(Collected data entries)
· · · ·
PR #740, opened 2017-09-04
1677 caption field optional

rowasc:
issue https://github.com/ushahidi/platform/issues/1677 
### This PR makes it possible to not have the caption field in the post creation form. 
screen shot 2017-09-01 at 6 18 11 pm

### This pull request makes the following changes:
- Added a 'disable caption' option in the UI so that admins can choose to have/not have captions in their media.
- Added captionDisabled field in config array to toggle on/off the input for media caption field
- UI/DATA:  hides captions when the user disables the caption field. (Jess's feedback) . 

### TODO tasks
* [x] more testing instructions should be added.
* [x] go through notes, get help or feedback => I will wait on Robbie's feedback before I move any further 
* [x] UI: add a note for users telling them that they can re-enable the captions at any time by turning them back on. (Jess's feedback) . 
* [x] UI/DATA:  hide captions when the user disables the caption field. (Jess's feedback) . 

### Notes
* Should I rename the captionDisabled field to "captionEnabled" ? It always feels a bit weird to have a name like `fieldnameDisabled`, but I don't know what the best way to go would be here. Is captionEnabled even an improvement as a name for this config option?  
     * * IMPORTANT:* If we go for captionEnabled we will have to migrate and by default set it up as true, otherwise it would break existing deployments. That should be a very simple migration but I'm noting it here so I don't forget. 

* About the `FIXME` note inside the file attribute-editor.directive.js , line 15: I tried some ideas to solve this from the backend to ensure the data was consistent and not need this line, but the backend seems to be forcing any empty values for that field into an empty array because of the *json flag in the getDefinition and the 'backendoptionJsonAlwaysArray' option on the  `transformJson` method of the data transformer. Do we have some way to make sure the backend transformer creates an object literal instead of an array in that field? 

### Testing checklist:

- [x] When I add an image field to a survey, I have the option to enable its **caption** . 
    -    Add an image field 
    -    Use the toggle UI to enable the caption for that image field.
    -    Save the field
    -    save the survey 
    -    try to add a post for that survey type.
          -  [x] you will see an image field with a caption field. 
- [x] When I **edit** a survey's image field and disable its caption, I can no longer add a caption for that field when I add new posts.
    -   Edit a survey, and edit a pre-existing image field.
    -   Use the toggle UI to disable the image field caption
    -    Save the field
    -    save the survey 
    -  [x]   try to add a post for that survey type.
          - [x]  you will see an image field with no caption. 

- [x] When I disable an image's caption and there's already data for it, I stop seeing the caption in pre-existing posts.
    -    Edit a survey, and edit a pre-existing image field.  That field should have data already preloaded for the images and the images' captions.
    -    Use the toggle UI to **disable** the caption field.
    -    Save the field.
    -    Save the survey 
    -    Select a post (from the same survey) that has an image _with a caption_, on the field you just disabled the caption for.
          - [x] you will see an image but not a caption

- [x] After disabling an image's caption for image fields with pre-existing data, I can decide to re-enable the caption field and see the caption data again.
    -    Edit a survey, and edit a pre-existing image field where the caption was disabled. That field should have data already preloaded for the images and the images' captions.
    -    Use the toggle UI to **enable** the caption field.
    -    Save the field.
    -    Save the survey 
    -    Select a post (from the same survey) that has an image _with a caption_, on the field you just disabled the caption for.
· · · ·
Nothing above should be left out; write out every record exactly.

* Task output
PR #740, opened 2017-09-04
1677 caption field optional

rowasc:
issue https://github.com/ushahidi/platform/issues/1677 
### This PR makes it possible to not have the caption field in the post creation form. 
screen shot 2017-09-01 at 6 18 11 pm

### This pull request makes the following changes:
- Added a 'disable caption' option in the UI so that admins can choose to have/not have captions in their media.
- Added captionDisabled field in config array to toggle on/off the input for media caption field
- UI/DATA:  hides captions when the user disables the caption field. (Jess's feedback) . 

### TODO tasks
* [x] more testing instructions should be added.
* [x] go through notes, get help or feedback => I will wait on Robbie's feedback before I move any further 
* [x] UI: add a note for users telling them that they can re-enable the captions at any time by turning them back on. (Jess's feedback) . 
* [x] UI/DATA:  hide captions when the user disables the caption field. (Jess's feedback) . 

### Notes
* Should I rename the captionDisabled field to "captionEnabled" ? It always feels a bit weird to have a name like `fieldnameDisabled`, but I don't know what the best way to go would be here. Is captionEnabled even an improvement as a name for this config option?  
     * * IMPORTANT:* If we go for captionEnabled we will have to migrate and by default set it up as true, otherwise it would break existing deployments. That should be a very simple migration but I'm noting it here so I don't forget. 

* About the `FIXME` note inside the file attribute-editor.directive.js , line 15: I tried some ideas to solve this from the backend to ensure the data was consistent and not need this line, but the backend seems to be forcing any empty values for that field into an empty array because of the *json flag in the getDefinition and the 'backendoptionJsonAlwaysArray' option on the  `transformJson` method of the data transformer. Do we have some way to make sure the backend transformer creates an object literal instead of an array in that field? 

### Testing checklist:

- [x] When I add an image field to a survey, I have the option to enable its **caption** . 
    -    Add an image field 
    -    Use the toggle UI to enable the caption for that image field.
    -    Save the field
    -    save the survey 
    -    try to add a post for that survey type.
          -  [x] you will see an image field with a caption field. 
- [x] When I **edit** a survey's image field and disable its caption, I can no longer add a caption for that field when I add new posts.
    -   Edit a survey, and edit a pre-existing image field.
    -   Use the toggle UI to disable the image field caption
    -    Save the field
    -    save the survey 
    -  [x]   try to add a post for that survey type.
          - [x]  you will see an image field with no caption. 

- [x] When I disable an image's caption and there's already data for it, I stop seeing the caption in pre-existing posts.
    -    Edit a survey, and edit a pre-existing image field.  That field should have data already preloaded for the images and the images' captions.
    -    Use the toggle UI to **disable** the caption field.
    -    Save the field.
    -    Save the survey 
    -    Select a post (from the same survey) that has an image _with a caption_, on the field you just disabled the caption for.
          - [x] you will see an image but not a caption

- [x] After disabling an image's caption for image fields with pre-existing data, I can decide to re-enable the caption field and see the caption data again.
    -    Edit a survey, and edit a pre-existing image field where the caption was disabled. That field should have data already preloaded for the images and the images' captions.
    -    Use the toggle UI to **enable** the caption field.
    -    Save the field.
    -    Save the survey 
    -    Select a post (from the same survey) that has an image _with a caption_, on the field you just disabled the caption for.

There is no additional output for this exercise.